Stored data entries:
PR #2427, opened 2021-07-18
2131 entirely extinct marker

### LINKED ISSUE #2131: Differentiate graph marker indicating extinct species
Currently an X icon is used to mark any extinction types on the species population graph, and may create the impression that a species have gone extinct entirely even though it's only patch-specific. Would be nice if a unique icon is used to indicate that.

Maxonovien:

This PR displays entirely extinct species with a specific marker (currently a skull from old icons)

image

**Related Issues**

Closes #2131 

**Progress Checklist**

      break existing features:
      members reviewing this PR)

the PR author.


src/microbe_stage/editor/MicrobeEditorGUI.cs
```diff
@@ -798,15 +798,21 @@ public void UpdateReportTabStatistics(Patch patch)
...
                 // Clamp population number so it doesn't go into the negatives
                 var population = extinctInPatch ? 0 : entry.Value;
 
                 var dataPoint = new DataPoint
                 {
                     Value = new Vector2((float)snapshot.TimePeriod, population),
-                    Size = extinctInPatch ? 12 : 7,
-                    IconType = extinctInPatch ? DataPoint.MarkerIcon.Cross : DataPoint.MarkerIcon.Circle,
+                    Size = extinctInPatch ? extinctEverywhere ? 28 : 12 : 7,
+
```
Kasterisk, line 810: Shouldn't be any whitespace here.

src/microbe_stage/editor/MicrobeEditorGUI.cs
```diff
@@ -798,15 +798,21 @@ public void UpdateReportTabStatistics(Patch patch)
                 var dataset = speciesPopulationChart.GetDataSet(entry.Key.FormattedName);
 
                 var extinctInPatch = entry.Value <= 0;
+                var extinctEverywhere = snapshot.SpeciesGoneDefinitelyExtinct.Contains(entry.Key);
```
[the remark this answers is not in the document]
hhyyrylainen: As long as external effects are still applied before extinctions are checked it should be fine.

src/microbe_stage/Patch.cs
```diff
@@ -188,15 +214,11 @@ public object Clone()
...
+            SpeciesInPatch = new Dictionary<Species, long>(SpeciesInPatch),
+            SpeciesGoneDefinitelyExtinct = new List<Species>(SpeciesGoneDefinitelyExtinct),
             Biome = (BiomeConditions)Biome.Clone(),
         };
 
-        foreach (var entry in SpeciesInPatch)
-        {
-            result.SpeciesInPatch.Add(entry.Key, entry.Value);
-        }
-
```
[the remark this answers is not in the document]
hhyyrylainen: Cloning species is starting to sound a bit expensive...
I already in some recent PR said that cloning a species object should be avoided, unless there's no other way to do something.

src/microbe_stage/editor/MicrobeEditorGUI.cs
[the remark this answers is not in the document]
Maxonovien: This was one of the possibility, but for this to work we need species cloning as underlined below. And, as hh said, I fear this might get a bit expensive. 

There is another potential issue with the fact that we won't be able to (easily) access current state of the species, although this may not truly be a problem for a snapshot (and actually makes sense).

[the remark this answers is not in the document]
hhyyrylainen: Species global population could be split out to a separate class like WorldWideSpeciesInfo or something.

src/microbe_stage/Patch.cs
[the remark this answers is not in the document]
Maxonovien: As said above, cloning the species is necessary to get a solution with global population evaluation. I think recording the species that wen extinct at this round, although less elegant, is not necessarily worse.

However, this brings the benefit of not having to deal with a list to check, although it should stay rather small in size, given that not too many species will go extinct most times, and that snapshot are used few times anyways...

src/microbe_stage/editor/MicrobeEditorGUI.cs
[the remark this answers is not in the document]
Maxonovien: It could make sense for more complex stuff, but I'm not sure we'd have much gain from doing this, compared to simply having an extinction list?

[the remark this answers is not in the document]
hhyyrylainen: @Kasterisk probably has a better suggestion on how to store this bit of information for the graphs.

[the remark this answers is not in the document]
Maxonovien: You mean, the global population comparison? I'm open to this, but that will requires species cloning to keep the pop count of this time step (not to mark fully extinct pops that only went fully extinct later on).

src/microbe_stage/Patch.cs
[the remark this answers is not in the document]
Kasterisk: Regarding the species cloning problem, I like the separate species data class solution as suggested by hhyyrylainen. Maybe a `MicrobeSpeciesInfo` class defined inside Patch (or on its own) where it will be an instance member of PatchSnapshot of type Dictionary called `RecordedSpeciesInfo`. It could be instantiated and populated from every `SpeciesInPatch` on snapshot creation.

src/microbe_stage/editor/MicrobeEditorGUI.cs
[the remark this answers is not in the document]
Kasterisk: See https://github.com/Revolutionary-Games/Thrive/pull/2427#discussion_r672469159. In general it would be better in the long term, in case there are things in the future that we would like recorded from a species, that data class could come in handy.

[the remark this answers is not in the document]
Maxonovien: I guess this could in fact be of use, if we ever want to record things like species structure at this very moment... although I'm still not sure this would be the case. This might still be a bit overkill, but I'll give it a closer look when I'll get back to coding.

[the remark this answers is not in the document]
hhyyrylainen: It seems people want to see a kind of ancestry tree for species. So in the future stuff like generated screenshots could be maybe saved here? I'm sure we can think of some changing species details that could also be stored here.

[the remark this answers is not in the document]
Maxonovien: That's precisely what I thought of, but this would currently be accessed from a patch, so it feels... weird. I guess we can have the instance created outside the patch and simply be referenced in all the patch snapshot instances (because it will be discarded anyways after a given count).

But where to store it for the tree? A world snapshot list (we won't go deque as we don't want to discard them)? Obviously, from there it starts getting complicated and outside the scope of the PR, which is why I was cautious at first. But I think I can do what I proposed in the first paragraph, and leave the rest for latter.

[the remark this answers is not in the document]
hhyyrylainen: I mean the tree wouldn't be stored separately. I think that Species should store where they split off from (at least the ID of the parent species) so the tree can be generated quickly when the player wants to look at it.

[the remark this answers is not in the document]
Maxonovien: i didn't intend to mean species splitting, but how one species evolve over time (it isn't considered a new species from the game perspective, which could be argued both for and against scientifically). The player's primum thrivum end up being no longer a single-cytoplasm after a while.

src/gui_common/charts/DataPoint.cs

PROBLEM DESCRIPTION: The exercise is to copy out every line above that has the word "sense" in it.

EXERCISE RESULT:
There is another potential issue with the fact that we won't be able to (easily) access current state of the species, although this may not truly be a problem for a snapshot (and actually makes sense).
Maxonovien: It could make sense for more complex stuff, but I'm not sure we'd have much gain from doing this, compared to simply having an extinction list?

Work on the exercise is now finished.